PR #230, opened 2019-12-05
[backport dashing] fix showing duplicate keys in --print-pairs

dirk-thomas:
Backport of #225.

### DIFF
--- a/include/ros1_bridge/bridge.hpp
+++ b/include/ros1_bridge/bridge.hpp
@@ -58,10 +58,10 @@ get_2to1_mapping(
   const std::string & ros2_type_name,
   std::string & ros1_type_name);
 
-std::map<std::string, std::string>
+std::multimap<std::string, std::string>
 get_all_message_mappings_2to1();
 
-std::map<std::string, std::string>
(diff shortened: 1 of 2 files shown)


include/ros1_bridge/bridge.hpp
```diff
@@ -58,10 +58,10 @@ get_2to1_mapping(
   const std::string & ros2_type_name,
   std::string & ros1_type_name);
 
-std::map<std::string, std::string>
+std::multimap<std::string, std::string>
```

________________________

An identical copy of the preceding records should be returned.

> **Response to this exercise**:
PR #230, opened 2019-12-05
[backport dashing] fix showing duplicate keys in --print-pairs

dirk-thomas:
Backport of #225.

### DIFF
--- a/include/ros1_bridge/bridge.hpp
+++ b/include/ros1_bridge/bridge.hpp
@@ -58,10 +58,10 @@ get_2to1_mapping(
   const std::string & ros2_type_name,
   std::string & ros1_type_name);
 
-std::map<std::string, std::string>
+std::multimap<std::string, std::string>
 get_all_message_mappings_2to1();
 
-std::map<std::string, std::string>
(diff shortened: 1 of 2 files shown)


include/ros1_bridge/bridge.hpp
```diff
@@ -58,10 +58,10 @@ get_2to1_mapping(
   const std::string & ros2_type_name,
   std::string & ros1_type_name);
 
-std::map<std::string, std::string>
+std::multimap<std::string, std::string>
```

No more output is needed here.